Original URL: https://www.theregister.com/2012/07/09/guantanamo_fibre/

US ponders fibre link to Guantanamo

Residents to get better broadband than us

By Bill Ray

Posted in Networks, 9th July 2012 08:14 GMT

The US is pricing up a $40m fibre-optic cable connecting Guantanamo Bay to the US mainland, providing broadband connectivity to the place where 169 inmates still languish.

To be fair to the US Navy, the connectivity isn't just for the prisoners, it will also connect up the military personnel and contractors on the base. The base can hit residency numbers approaching 10,000, and it will continue to exist even if America does ever get round to closing down the prison as Obama promised.

To the rest of the world, Guantanamo Bay is just that prison, but it's also a strategic military base with its own school and (heavily subsidised) KFC and Taco Bell. The base itself dates back to 1903 and isn't going to disappear anytime soon, so despite what's being reported, the decision to consider spending $40m on cabling up the 45-square-mile (116.54km2) site does not prove the prison will be there forever.

When it comes to supplies, the naval base is treated like a ship. The base is located on land which the US leases from Cuba, but the Cuban government disputes the legality of that lease and (since the 1960s) even the most basic supplies have to come in by ship or air.
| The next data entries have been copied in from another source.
PR #3145, opened 2021-09-20
Reconnect to BSP server upon buildTarget/didChange

alexarchambault:


alexarchambault:
(Sorry, should have opened that as a draft, I'd like to add a test.)

metals/src/main/scala/scala/meta/internal/bsp/MetalsBspException.scala
```diff
@@ -1,6 +1,10 @@
 package scala.meta.internal.metals
 
-case class MetalsBspException(tryingToGet: String, msg: String)
-    extends Exception(
-      s"BSP connection failed in the attempt to get: $tryingToGet.  $msg"
+class MetalsBspException(
+    tryingToGet: String,
+    msg: String,
+    cause: Throwable = null
```
ckipp01, line 6: Why the change from case class to class? Also if we are storing both the `msg` and the `cause` couldn't we just store the `cause` and pull the `msg` from it when needed? I think we should also avoid the `null` default parameter unless there is a good reason to use it.

tests/unit/src/main/scala/tests/BuildServerInitializer.scala
```diff
@@ -133,3 +146,178 @@ object SbtServerInitializer extends BuildServerInitializer {
...
+      server: TestingServer,
+      client: TestingClient,
+      layout: String,
+      expectError: Boolean
+  )(implicit ec: ExecutionContext): Future[Unit] = {
+    generateBspConfig(workspace)
+    for {
+      _ <- server.initialize()
+      _ <- server.initialized()
+      // choose sbt as the Bsp Server
```
ckipp01, line 168:
```suggestion
      // choose scala-cli as the Bsp Server
```

tests/unit/src/test/scala/tests/BspBuildChangedSuite.scala
```diff
@@ -0,0 +1,74 @@
+package tests
+
+import scala.meta.internal.metals.ServerCommands
+
+import scala.util.Failure
+import scala.util.Success
+
+class BspBuildChangedSuite
+    extends BaseLspSuite("bsp-build-changed", ScalaCliBuildInitializer) {
```
ckipp01, line 9: Out of curiosity, why are we using `ScalaCliBuildInitialiazer` for this? Are we indirectly starting to add tests for Scala CLI as a way to test this change, or would this also just be testable with another existing BSP server? If the latter is true, then i'd rather do that and leave this addition to another PR that is about Scala CLI.

ckipp01 (commented):
Thanks for this @alexarchambault!

Just a couple clarifying questions right away.

metals/src/main/scala/scala/meta/internal/bsp/MetalsBspException.scala
alexarchambault: > Why the change from case class to class?

Exceptions shouldn't be case classes, because of their attached stack trace. The case class `equals` method doesn't take the stack trace into account, and wrongfully assumes different stack traces to be equal.

If `MetalsBspException` is a case class, we have
```scala
val ex1 = MetalsBspException("a", "b") // line 1
val ex2 = MetalsBspException("a", "b") // line2
ex1.getStackTrace.toSeq == ex2.getStackTrace.toSeq // false, ex1 has line 1, ex2 has line 2
ex1 == ex2 // wrongfully true
```
(`ex1` and `ex2` have different stack traces, but are made equals nonetheless.)

alexarchambault: > Also if we are storing both the `msg` and the `cause` couldn't we just store the `cause` and pull the `msg` from it when needed?

Good point.

alexarchambault: > I think we should also avoid the null default parameter unless there is a good reason to use it.

Just removed the default value, it wasn't necessary.

tests/unit/src/main/scala/tests/BuildServerInitializer.scala
alexarchambault: Fixed.

tests/unit/src/test/scala/tests/BspBuildChangedSuite.scala
alexarchambault: I needed a BSP server emitting `buildTarget/didChange` notifications. AFAIK, Bloop doesn't emit those. And quickbuild doesn't either it seems. (Not sure about sbt, but it's more heavyweight.)

The test downloads a `0.0.1` launcher, so not a nightly. And as soon as `0.0.2` is cut, we can download the class path of Scala CLI from Maven Central, so that it's even less likely to break in the future.

metals/src/main/scala/scala/meta/internal/bsp/MetalsBspException.scala
ckipp01: > Exceptions shouldn't be case classes, because of their attached stack trace. The case class equals method doesn't take the stack trace into account, and wrongfully assumes different stack traces to be equal.

Ahhh of course. 👍🏼 thanks for the explanation.

tests/unit/src/test/scala/tests/BspBuildChangedSuite.scala
alexarchambault: If there's a reasonably straightforward way of adding `buildTarget/didChange` support to quick build, I'd rather do that actually.

metals/src/main/scala/scala/meta/internal/bsp/MetalsBspException.scala
alexarchambault: (Also, I wanted to mention: I changed this so that I can detect an `InterruptedException` in the cause in the added test.)

alexarchambault:
Another thing I wanted to mention: I'm not 100% I understand what's going on with `client.workspaceDiagnostics` in the added test.

In the test, I write a file, check the diagnostics, then overwrite the file and check the diagnostics again. If I revert the order of the changes (so current final version, then current initial version), I don't get the diagnostics I expect after the overwrite (they remain empty).

But manual tests with Scala CLI just work as expected.

tests/unit/src/test/scala/tests/BspBuildChangedSuite.scala
ckipp01: > I needed a BSP server emitting buildTarget/didChange notifications. AFAIK, Bloop doesn't emit those. And quickbuild doesn't either it seems. (Not sure about sbt, but it's more heavyweight.)

No Bloop for sure doesn't. Actually thinking about this more I thought for sure sbt would, but I see during the `build/initialize` with sbt, it doesn't declare it under `capabilities`.

> If there's a reasonably straightforward way of adding buildTarget/didChange support to quickbuild, I'd rather do that actually.

Does `buildTarget/didChange` make sense actually when the build server writes to disk? I think the main reason that Bloop doesn't support it is because of that, since there is no concept of a reload or anything to trigger after a `didChange`, but rather it does a fresh export each time. Looking at `bill`, it might be somewhat straight forward to try to implement this there.

ckipp01:
Also taking a quick step back, sorry I should have asked this first. When a `buildTarget/didChange` even is recieved, why are we reconnecting to the BSP server rather than forcing a [reload](https://build-server-protocol.github.io/docs/specification.html#reload-request)? I sort of assumed that in this scenario where a change was detected in a build target that the `reload` would do basically what we want?

> The reload request is sent from the client to instruct the build server to reload the build configuration. This request should be supported by build tools that keep their state in memory. If the reload request returns with an error, it's expected that other requests respond with the previously known "good" state.

Which sort of leads me to another question. I know behind the scenes scala-cli is offloading to Bloop if I understand it correctly, so maybe reload doesn't make sense then. Is scala-cli keeping the state in memory, or just utilizing the `.bloop/` files?

tests/unit/src/test/scala/tests/BspBuildChangedSuite.scala
tgodzik: We use Bill to test out most of the build server specific stuff.

alexarchambault: Bill doesn't support dependencies AFAIK… That means, dependency support has to be added to Bill just to test that feature. I'm not sure it's worth the hassle…

alexarchambault:
Both Ammonite and Scala CLI have `buildTarget/didChange` support, but no reload support (they always just pick the new configuration, so they always reload in some sense).

But I think it's a different problem. The changes here are about making Metals aware of the new / updated build targets, not about asking the build tool to update how it sees them.

alexarchambault:
Scala CLI always makes sure the `.bloop/*.json` file it writes is in sync with its in-memory representation. (I mean, it does so right before asking Bloop to compile.) Maybe it should ask Bloop to reload actually 🤔  (although I never saw Bloop not reloading freshly updated JSON files).

alexarchambault:
So I scraped the Scala CLI stuff from the tests. (The test is now more "unitary", even though I prefer the former one, which was testing a more realistic scenario.)

I believe the CI job failure is unrelated to the changes of this PR.

ckipp01:
> Maybe it should ask Bloop to reload actually 🤔 (although I never saw Bloop not reloading freshly updated JSON files on its own).

Off the top of my head, I don't think Bloop is actually a `reload` provider.

ckipp01 (approved):
LGTM 👍🏼

alexarchambault:
(Just rebased on the latest `main`)

tgodzik (approved):
LGTM!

Water is desalinated using electricity generated locally from shipped-in diesel, though there are some wind turbines – and in March this year the base switched on its 300kW solar plant to reduce consumption.

Other energy-reducing initiatives have included putting patrols on bicycles (instead of air-conditioned MPVs) and sending residents pretend electricity bills showing how much their tumble drying is costing the US taxpayer – to guilt them into cutting consumption.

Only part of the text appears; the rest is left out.